[Task data Boundary: Start]

PR #32943, opened 2023-09-08
AI Excerpt: re-enable generate button when options change

retrofox:
This PR re-enables the Generate button when the user changes the AI Excerpt options. For now, it means when it changes the _Number of words_ through the range control

Fixes #

## Proposed changes:

* AI Excerpt: re-enable generate button when options change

[Task data Boundary: End]

* Your instructions *
Across the data, find each line that has "changes" in it and copy that line.

* Answer section *
This PR re-enables the Generate button when the user changes the AI Excerpt options. For now, it means when it changes the _Number of words_ through the range control
## Proposed changes:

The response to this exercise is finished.